[Records contained in a dataset]
● ● ●

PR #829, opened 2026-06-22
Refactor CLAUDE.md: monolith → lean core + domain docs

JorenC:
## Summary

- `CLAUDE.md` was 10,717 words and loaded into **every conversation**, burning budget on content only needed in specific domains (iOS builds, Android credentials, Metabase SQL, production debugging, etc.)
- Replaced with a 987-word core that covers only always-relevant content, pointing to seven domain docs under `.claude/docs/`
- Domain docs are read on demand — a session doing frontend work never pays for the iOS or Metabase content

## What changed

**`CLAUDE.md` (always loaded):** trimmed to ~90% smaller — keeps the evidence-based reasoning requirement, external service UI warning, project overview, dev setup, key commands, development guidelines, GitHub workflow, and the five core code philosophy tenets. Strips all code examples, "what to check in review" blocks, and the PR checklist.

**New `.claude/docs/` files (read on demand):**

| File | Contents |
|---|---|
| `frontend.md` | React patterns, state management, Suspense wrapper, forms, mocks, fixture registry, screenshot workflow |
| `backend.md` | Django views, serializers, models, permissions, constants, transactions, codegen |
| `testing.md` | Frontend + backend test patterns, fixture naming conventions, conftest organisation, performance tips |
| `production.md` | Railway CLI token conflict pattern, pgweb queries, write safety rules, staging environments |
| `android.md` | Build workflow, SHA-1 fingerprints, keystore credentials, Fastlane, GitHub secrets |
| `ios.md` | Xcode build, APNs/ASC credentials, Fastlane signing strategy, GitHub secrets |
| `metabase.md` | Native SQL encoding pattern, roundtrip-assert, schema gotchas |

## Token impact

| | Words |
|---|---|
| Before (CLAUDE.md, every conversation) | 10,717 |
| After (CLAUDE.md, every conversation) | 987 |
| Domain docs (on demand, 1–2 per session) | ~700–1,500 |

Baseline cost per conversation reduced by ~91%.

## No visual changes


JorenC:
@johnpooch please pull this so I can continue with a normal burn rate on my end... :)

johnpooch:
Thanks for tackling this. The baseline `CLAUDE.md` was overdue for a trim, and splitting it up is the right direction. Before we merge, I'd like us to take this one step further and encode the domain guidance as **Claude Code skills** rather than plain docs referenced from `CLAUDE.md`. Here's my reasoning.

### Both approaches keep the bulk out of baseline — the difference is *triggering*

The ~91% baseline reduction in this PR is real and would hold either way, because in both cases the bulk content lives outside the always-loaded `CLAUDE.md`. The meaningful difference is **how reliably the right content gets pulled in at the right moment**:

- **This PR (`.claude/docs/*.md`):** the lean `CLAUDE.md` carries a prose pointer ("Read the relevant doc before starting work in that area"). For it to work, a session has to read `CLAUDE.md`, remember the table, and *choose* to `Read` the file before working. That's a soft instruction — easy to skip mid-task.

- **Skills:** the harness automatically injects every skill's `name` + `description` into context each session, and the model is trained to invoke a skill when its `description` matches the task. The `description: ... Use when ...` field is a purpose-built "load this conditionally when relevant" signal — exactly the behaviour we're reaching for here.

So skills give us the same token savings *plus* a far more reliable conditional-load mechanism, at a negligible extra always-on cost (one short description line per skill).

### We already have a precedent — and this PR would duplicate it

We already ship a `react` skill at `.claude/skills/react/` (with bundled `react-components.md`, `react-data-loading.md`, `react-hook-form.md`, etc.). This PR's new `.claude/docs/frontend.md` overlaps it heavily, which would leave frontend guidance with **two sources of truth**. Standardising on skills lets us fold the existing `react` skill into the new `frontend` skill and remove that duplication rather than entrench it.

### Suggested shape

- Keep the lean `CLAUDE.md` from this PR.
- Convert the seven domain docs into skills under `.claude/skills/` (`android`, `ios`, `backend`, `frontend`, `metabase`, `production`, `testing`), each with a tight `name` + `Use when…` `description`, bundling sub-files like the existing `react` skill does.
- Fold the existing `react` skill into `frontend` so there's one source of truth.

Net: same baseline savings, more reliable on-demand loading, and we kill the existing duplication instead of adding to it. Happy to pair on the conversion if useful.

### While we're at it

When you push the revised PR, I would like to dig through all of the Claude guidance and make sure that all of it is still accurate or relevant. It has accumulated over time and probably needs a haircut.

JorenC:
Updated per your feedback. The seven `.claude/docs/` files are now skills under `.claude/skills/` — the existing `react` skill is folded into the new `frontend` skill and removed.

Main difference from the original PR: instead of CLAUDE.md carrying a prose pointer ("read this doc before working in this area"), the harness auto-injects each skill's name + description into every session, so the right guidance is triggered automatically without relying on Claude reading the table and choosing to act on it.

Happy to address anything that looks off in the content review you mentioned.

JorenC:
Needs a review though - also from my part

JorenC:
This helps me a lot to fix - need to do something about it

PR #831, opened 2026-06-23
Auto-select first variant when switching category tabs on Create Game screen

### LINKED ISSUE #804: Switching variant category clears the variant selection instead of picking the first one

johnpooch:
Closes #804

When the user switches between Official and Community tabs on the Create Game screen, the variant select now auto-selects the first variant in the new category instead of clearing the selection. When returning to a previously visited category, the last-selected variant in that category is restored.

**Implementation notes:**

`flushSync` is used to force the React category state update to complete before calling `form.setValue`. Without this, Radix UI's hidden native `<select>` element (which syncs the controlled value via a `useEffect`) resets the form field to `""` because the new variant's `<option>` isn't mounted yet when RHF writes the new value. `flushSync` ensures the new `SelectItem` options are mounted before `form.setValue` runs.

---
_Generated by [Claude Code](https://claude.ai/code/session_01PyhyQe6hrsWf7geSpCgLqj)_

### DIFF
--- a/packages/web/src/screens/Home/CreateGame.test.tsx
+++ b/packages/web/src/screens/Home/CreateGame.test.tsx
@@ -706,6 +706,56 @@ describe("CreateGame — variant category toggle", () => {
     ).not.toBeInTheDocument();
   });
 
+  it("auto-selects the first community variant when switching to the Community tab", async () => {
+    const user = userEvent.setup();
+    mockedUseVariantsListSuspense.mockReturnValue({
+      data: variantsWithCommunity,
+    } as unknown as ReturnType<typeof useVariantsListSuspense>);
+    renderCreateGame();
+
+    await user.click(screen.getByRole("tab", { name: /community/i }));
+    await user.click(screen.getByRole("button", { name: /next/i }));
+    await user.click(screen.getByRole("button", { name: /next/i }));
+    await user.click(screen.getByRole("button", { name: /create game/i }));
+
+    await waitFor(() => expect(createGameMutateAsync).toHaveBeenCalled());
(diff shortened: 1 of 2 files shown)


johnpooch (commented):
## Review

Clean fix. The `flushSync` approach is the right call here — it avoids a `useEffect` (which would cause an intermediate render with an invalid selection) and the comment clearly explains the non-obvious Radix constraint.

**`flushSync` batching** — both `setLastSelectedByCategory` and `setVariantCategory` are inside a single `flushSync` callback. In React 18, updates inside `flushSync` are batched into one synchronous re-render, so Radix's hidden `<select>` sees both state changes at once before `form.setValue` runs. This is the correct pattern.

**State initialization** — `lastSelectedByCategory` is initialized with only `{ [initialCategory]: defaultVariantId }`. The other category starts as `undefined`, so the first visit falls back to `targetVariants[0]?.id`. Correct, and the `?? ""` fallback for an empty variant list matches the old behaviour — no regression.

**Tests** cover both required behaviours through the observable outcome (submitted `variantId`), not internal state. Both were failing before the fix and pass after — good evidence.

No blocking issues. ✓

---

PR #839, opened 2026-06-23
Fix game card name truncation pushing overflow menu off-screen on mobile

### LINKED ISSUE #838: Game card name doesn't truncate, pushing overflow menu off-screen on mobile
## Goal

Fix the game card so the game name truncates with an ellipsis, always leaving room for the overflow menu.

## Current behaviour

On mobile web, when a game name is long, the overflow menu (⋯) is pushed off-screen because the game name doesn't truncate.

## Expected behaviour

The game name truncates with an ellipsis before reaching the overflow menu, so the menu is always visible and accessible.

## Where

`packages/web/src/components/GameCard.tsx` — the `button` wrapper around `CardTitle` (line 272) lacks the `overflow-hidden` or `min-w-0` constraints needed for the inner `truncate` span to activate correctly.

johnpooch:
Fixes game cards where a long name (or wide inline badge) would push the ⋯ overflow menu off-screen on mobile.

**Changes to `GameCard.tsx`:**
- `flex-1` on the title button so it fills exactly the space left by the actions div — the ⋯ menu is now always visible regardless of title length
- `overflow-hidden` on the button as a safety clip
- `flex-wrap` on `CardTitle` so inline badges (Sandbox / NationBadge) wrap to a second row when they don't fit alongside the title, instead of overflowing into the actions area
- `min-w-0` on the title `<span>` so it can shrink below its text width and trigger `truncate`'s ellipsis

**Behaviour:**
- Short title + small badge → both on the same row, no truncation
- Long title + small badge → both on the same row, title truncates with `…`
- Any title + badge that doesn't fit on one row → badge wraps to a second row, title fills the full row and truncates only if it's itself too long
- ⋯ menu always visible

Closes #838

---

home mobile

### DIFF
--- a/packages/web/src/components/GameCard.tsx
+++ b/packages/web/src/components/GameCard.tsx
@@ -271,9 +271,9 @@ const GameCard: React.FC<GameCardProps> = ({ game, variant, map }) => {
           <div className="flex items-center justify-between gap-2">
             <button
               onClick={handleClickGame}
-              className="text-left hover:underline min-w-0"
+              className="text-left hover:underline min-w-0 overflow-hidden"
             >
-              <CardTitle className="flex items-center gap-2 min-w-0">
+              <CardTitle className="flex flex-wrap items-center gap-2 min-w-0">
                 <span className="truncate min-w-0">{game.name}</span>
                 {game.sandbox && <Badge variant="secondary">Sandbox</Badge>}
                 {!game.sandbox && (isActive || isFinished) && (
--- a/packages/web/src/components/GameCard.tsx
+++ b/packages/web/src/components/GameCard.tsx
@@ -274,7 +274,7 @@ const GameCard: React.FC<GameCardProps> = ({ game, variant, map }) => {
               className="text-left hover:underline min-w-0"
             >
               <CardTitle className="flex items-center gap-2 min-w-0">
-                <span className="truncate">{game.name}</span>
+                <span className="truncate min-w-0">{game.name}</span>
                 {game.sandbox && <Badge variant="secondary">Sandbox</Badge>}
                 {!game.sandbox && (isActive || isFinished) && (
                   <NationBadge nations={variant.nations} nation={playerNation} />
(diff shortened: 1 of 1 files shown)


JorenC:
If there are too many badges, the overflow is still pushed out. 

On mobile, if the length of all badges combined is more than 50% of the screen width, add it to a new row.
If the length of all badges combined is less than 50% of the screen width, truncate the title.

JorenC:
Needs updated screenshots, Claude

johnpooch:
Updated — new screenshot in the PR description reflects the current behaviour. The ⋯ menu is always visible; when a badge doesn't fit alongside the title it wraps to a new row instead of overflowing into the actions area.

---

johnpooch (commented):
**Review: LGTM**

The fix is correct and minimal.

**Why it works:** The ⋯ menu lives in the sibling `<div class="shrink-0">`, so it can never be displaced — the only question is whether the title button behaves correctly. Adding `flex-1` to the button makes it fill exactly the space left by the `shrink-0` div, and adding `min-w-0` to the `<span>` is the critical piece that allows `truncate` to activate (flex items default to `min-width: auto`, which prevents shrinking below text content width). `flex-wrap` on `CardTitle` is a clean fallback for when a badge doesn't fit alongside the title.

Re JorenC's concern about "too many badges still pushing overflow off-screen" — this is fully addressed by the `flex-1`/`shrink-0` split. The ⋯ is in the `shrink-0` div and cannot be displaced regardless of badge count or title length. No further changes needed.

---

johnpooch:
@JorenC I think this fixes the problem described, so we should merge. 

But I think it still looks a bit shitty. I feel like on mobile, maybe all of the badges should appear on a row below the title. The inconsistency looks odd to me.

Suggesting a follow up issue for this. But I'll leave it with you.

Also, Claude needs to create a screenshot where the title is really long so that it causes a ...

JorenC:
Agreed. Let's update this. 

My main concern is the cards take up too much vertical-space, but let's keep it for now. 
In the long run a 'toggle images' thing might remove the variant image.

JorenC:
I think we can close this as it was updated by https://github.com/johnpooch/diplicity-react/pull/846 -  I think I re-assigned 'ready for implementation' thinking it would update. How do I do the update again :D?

● ● ●

:: Exercise details ::
Go through the data above and copy each line in which "reasoning" appears.

:: Answer section ::
**`CLAUDE.md` (always loaded):** trimmed to ~90% smaller — keeps the evidence-based reasoning requirement, external service UI warning, project overview, dev setup, key commands, development guidelines, GitHub workflow, and the five core code philosophy tenets. Strips all code examples, "what to check in review" blocks, and the PR checklist.
Thanks for tackling this. The baseline `CLAUDE.md` was overdue for a trim, and splitting it up is the right direction. Before we merge, I'd like us to take this one step further and encode the domain guidance as **Claude Code skills** rather than plain docs referenced from `CLAUDE.md`. Here's my reasoning.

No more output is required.